Success of electrical treatment for tumor removal
The technique, known as irreversible electroporation (IRE), was developed by a research team headed by Boris Rubinsky, currently on leave as professor of bioengineering and mechanical engineering at the University of California, Berkeley, and now head of the Center for Biomedical Engineering in the Service of Humanity and Society at the Hebrew University of Jerusalem. The success of a large-scale study on pigs who were treated using the technique is described in the February issue of the journal Technology in Cancer Research and Treatment.
“I've been working in this area of minimally invasive surgery for 30 years now,” said Rubinsky, lead author of the paper in the journal. “I truly think that this will be viewed as one of the most important advances in the treatment of tumors in years. I am very excited about the potential of this technique. It may have tremendous applications in many areas of medicine and surgery.”

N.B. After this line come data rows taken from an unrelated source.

PR #2142, opened 2020-09-26
[tlog] Adjust app according to the new pi API specs

amassarwi:
This diff adjusts the API routes and their payloads according to the new API 
implemented in https://github.com/decred/politeia/pull/1180

### Main changes:
- Adjust API according to new specs.
- Add separate routes for vetted & unvetted proposal (for details & edit views) as the state is needed to communicate with BE.
- Make it possible to censor public not voting proposals
- Add comments to unvetted propsoals
- Rename UnvettedList to AdminList as it now includes `Censored Vetted` proposal in addition to old `Censored Unvetted` & `Unvetted` proposals. 

*Note:* Currently user's proposals page isn't functioning, as the BE work for it isn't ready yet.

### Dependencies
Needs https://github.com/decred/politeia/pull/1180

PR #2153, opened 2020-10-11
diff: improve diff loading state and minor fixes

victorgcramos:
Diff processing is computationally expensive, and this was causing some UX issues.

The first noticed issue was that Diffs for **version 1** was not being displayed, and the second was that we needed to add some visual feedback for the user to show him/her that the page wasn't actually broken.

### Solution description
This PR adds a `DiffLoader` component to indicate the loading state of some proposal or invoice diff, and fixes the version 1 bug.

### UI Changes Screenshot

Screen Shot 2020-10-11 at 11 06 32 AM

### DIFF
--- a/src/components/ModalDiff/ModalDiff.module.css
+++ b/src/components/ModalDiff/ModalDiff.module.css
@@ -27,8 +27,15 @@
   overflow: scroll;
 }
 
+.loaderWrapper {
+  width: 920px;
+}
+
 @media screen and (max-width: 560px) {
   .diffTabContent {
     max-height: calc(70vh);
+  }
+  .loaderWrapper {
+    width: 100%;
   }
 }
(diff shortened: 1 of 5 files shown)


tiagoalvesdulce (approved):

amassarwi:
I would suggest we keep this for after tlog, this component is going to be heavily refactored in #2142 as we now use the proposal batch to fetch proposals as we deprecated the proposal details route.

xaur:
Is this gradient background animated?

victorgcramos:
@xaur sure!

xaur:
@victorgcramos thanks. The reason I ask is that these gray CSS-animated "loading" backgrounds tend to be CPU hogs. They spin up laptop fans even if javascript is disabled and you have to add CSS filter rules to prevent that abuse.

Now that I am typing this I realize that Pi GUI currently needs js enabled anyway. So the content will eventually load, replace the animation and stop spinning the CPU (opposed to spinning it forever because js is disabled and the content will never load). Making it not as bad as I originally thought. But still I would think twice about using these background animations to minimize resource use.

Issue #2143, opened 2020-09-27
Inline markdown images


lukebp:
This issue is meant to serve as a discussion on the topic of adding the ability to reference and render proposal image attachments inline in the proposal markdown file.

Is this feasable?
How would it work?
What work would be required?

tiagoalvesdulce:
Hey, that's a good idea.

**Is this feasible?**
Yes, it is.

**How would it work?**
We have to allow users to upload images through the markdown editor and render them with the markdown renderer in the right placement.

**What work would be required?**
React-mde (our editor) currently allows image upload (https://github.com/andrerpena/react-mde/issues/189) and react-markdown (our renderer) allows the rendering of images (https://github.com/rexxars/react-markdown#node-types). We have to make sure we use the versions that support images and adapt our code. More importantly, we have to guarantee that we are applying the XSS filters to the markdown rendered images.

victorgcramos:
I agree with @tiagoalvesdulce.

lukebp:
Sounds like a plan.  Let's get this going.

Issue #681, opened 2018-10-11
Markdown Issues (external link warning bypass, image loading in markdown, force logout)


degeri:
So I spent the last few days reviewing markdown specifically this https://daringfireball.net/projects/markdown/syntax

There are some edge cases where our filtering is not working cause we failed to fully account for all the different types of markdown code's.

Both seem to be an issue with labeling in markdown links and images.

See examples of "labeling" under. 
https://daringfireball.net/projects/markdown/syntax#link
https://daringfireball.net/projects/markdown/syntax#img

**Point A.**

https://test-proposals.decred.org/proposals/eb24bd6170abcc2eaee9bb1da90afbeb695f3c9b2bc7e68b0ca68f528fb70736 (See comment Click me no warning.)

_POC 1:_

If we make a link with:

[Test][link]
[link]: http://google.com/

or 

[Google][]
[Google]: http://google.com/

the external link warning is no longer working and taking the user directly to the site http://google.com/

**Point B.**

https://test-proposals.decred.org/proposals/eb24bd6170abcc2eaee9bb1da90afbeb695f3c9b2bc7e68b0ca68f528fb70736 (See comment This bad boy can fit so many images.)

We are able to embed image using 

_POC 2:_

![Something][test]
[test]: https://test-proposals.decred.org/static/media/spritesheet.23cd19a2.png

or

![lol][]
[lol]: https://test-proposals.decred.org/static/media/spritesheet.23cd19a2.png

Since we are having CSP we are having some protection. Only "self" (samedomain) and "data:"  (get converted to x-data: by xss filter) images are allowed. But we should still fix this in the code level. 

Without CSP the following would also work:

![Something][test]
[test]: https://upload.wikimedia.org/wikipedia/commons/e/e9/Imgur_logo.svg

![image](https://user-images.githubusercontent.com/41839293/46814446-59316d00-cd96-11e8-9a3e-a45cddeda30a.png)

I spent some more time trying to chain some vulnerabilities to make image loading more critical issue and came up with this.

There are some insecure pages like "https://test-proposals.decred.org/api/v1/logout"  (Will open separate issue for this)

Lets say a user embeds the below POC as an image. Even though it is not a valid image the browser sends a request with valid user cookies and the user will be logged out.

_POC 3:_
![You are logged out!!][id]
[id]: https://test-proposals.decred.org/api/v1/logout

Note:
[...]

PR #2158, opened 2020-10-13
Inline markdown images

tiagoalvesdulce:
Closes https://github.com/decred/politeiagui/issues/2143

### Solution description

This diff allows the user to reference images in the markdown. In order to do that I had to bump `react-mde` package to `10.3.0-alpha1` and I created the new `customSaveImageCommand`.

#### Use Cases

You should be able to copy and paste and to drag and drop images in the markdown editor. Also, there's a new `image` icon that can be used to include a new image.

Screen_Shot_2020-10-13_at_16_38_47

### UI Changes Screenshot

localhost_3000_ (1)

**TODO**

- [x] Do not show the images referenced in the markdown in the image gallery
- [ ] ~Fix proposal diff~
- [x] Update image attach modal copy to remove .txt
- [x] Don't allow users to attach .txt

The way we do proposals DIff right now is really difficult to render images in place with a good performance.


victorgcramos (commented):
Hey @tiagoalvesdulce thanks for the PR. Code is looking really good as always!

One thing I noticed is that MIME types validation should be included in order to avoid image submission errors. Besides that, It's all good for this first version.

degeri:
we had alot of security issues due to rendering images thats why we chose to not allow it during launch. Allowing someone to let the user load content is a risk.

eg:

https://github.com/decred/politeiagui/issues/681

tiagoalvesdulce:
I fixed the proposal editing route, improved the error message for images with mime types not allowed (like `svg`) and prevent usage of images in the comments. I'll be completing the itens of the todo list in the description. Let me know if I need to add something else.

degeri:
images in comments is still allowed its just not showing the option. We need to completely disable images from being rendered in comments. 

image

tiagoalvesdulce:
Sorry, I forgot to change from image renderer to link renderer on comments. Should be good now. Only need to polish the Diff and the PR will be ready.

degeri:
Checked. Looks good.

victorgcramos (approved):
LGTM!

src/components/Markdown/helpers.js
```diff
@@ -80,30 +62,51 @@ const LinkRenderer = ({ url, children }) => {
   );
 };
 
-const imageHandler = ({ src, alt }) => {
-  return <LinkRenderer url={src}>{alt}</LinkRenderer>;
+// Use external link renderer when images are not allowed
+const imageHandler = (renderImages) => ({ src, alt }) => {
+  return renderImages ? (
```
amassarwi, line 67: No need for the return here

src/components/MarkdownEditor/commands.js
```diff
@@ -0,0 +1,61 @@
...
+  image: imageSVG
+};
+
+/**
+ * Returns the React node to be displayed for a given command name.
+ * @param {string} commandName
+ * @returns {Object} React node
+ */
+export const getCommandIcon = (commandName) => {
+  return <img alt={commandName} src={commandsIcons[commandName]} />;
```
amassarwi, line 60: Ditch return

src/components/Proposal/Proposal.jsx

Rubinsky co-authored the paper with Dr. Gary Onik, director of surgical imaging at Florida Hospital Celebration Health. They founded the Oncobionic Company two years ago to commercialize IRE. Oncobionic is in the process of being sold to AngioDynamics, a New York-based manufacturer of medical devices for minimally invasive surgery.
It was first reported in the early 1970s that the application to cells of very fast electrical pulses – in the microsecond and millisecond range – creates an electrical field that causes nanoscale pores to open in the cell membrane (electroporation). But research since then has mainly focused on reversible electroporation, which uses voltages low enough to temporarily increase the cell membrane's permeability. The holes in the cell membrane created by reversible electroporation close up shortly after treatment, allowing the cell to survive.
“This concept of reversible electroporation really caught on in modern biotechnology, especially over the last decade,” said Rubinsky. “It is used primarily to help get genes and drugs into cells (but is not effective in killing “target” cells directly). The field of irreversible electroporation was pretty much forgotten.”
Irreversible electroporation uses electrical pulses that are slightly longer and stronger than reversible electroporation. With IRE, the holes in the cell membrane do not reseal, causing the cell to die. IRE utilizes a range of electrical current that causes permanent damage to cell membranes without generating heat and thermal damage.
The advantage to this, say the researchers, is that IRE overcomes the limitations of current minimally invasive surgical techniques that use extreme heat, such as hyperthermia or radiofrequency, or extreme cold, such as cryosurgery, to destroy tumorous cells. They point out that this type of temperature damage to cells also causes structural damage to proteins and the surrounding connective tissue. For liver cancer, for example, the bile duct is at risk for damage. For prostate cancer, the urethra and surrounding nerve tissue is often affected.
Irreversible electroporation, on the other hand, acts just on the targeted cell membrane, leaving collagen fibers and other vascular tissue structures intact. The researchers said that leaving the tissue's “scaffolding” in place in this manner allows healthy cells to regrow far more quickly than if everything in the region were destroyed.
In the new study, the researchers set out to demonstrate that the IRE technique could produce reliable and predictable results in a large animal model. They performed the IRE surgical technique on 14 healthy female pigs under general anesthesia, using the same procedures as if the patients were human.
They showed that selected cell membranes were destroyed, while untargeted adjacent tissue healed remarkably quickly. Although the tissue chosen for destruction in this study was healthy, the researchers found in a prior cell culture study that IRE effectively kills human liver cancer tissue.
A further chronic drawback of heat or cryo (cold) treatments for cancer is the difficulty in treating cells that are immediately adjacent to the blood vessels. Because blood maintains a relatively stable temperature, it actually transfers heat or cold away from a treatment area in an attempt to return the region to a normal temperature range. That means some cancerous cells might actually survive treatment.
“That counts for a lot of failures when treating liver cancers,” said Onik. “With IRE, you can destroy cancerous cells right next to the blood vessels. It's a more complete treatment. In my clinical experience, this is about as good as it gets. We've been using other techniques for a long time. This provides significant improvements over other treatments.”
“While we are obviously very excited about this advance in tumor removal, we are still in the early stages of our learning curve,” Onik cautioned. “There is always the potential for unexpected results.”
The IRE technology was cleared for human use by the U.S. Food and Drug Administration in November 2006. Onik is scheduled to begin human clinical trials for IRE this summer.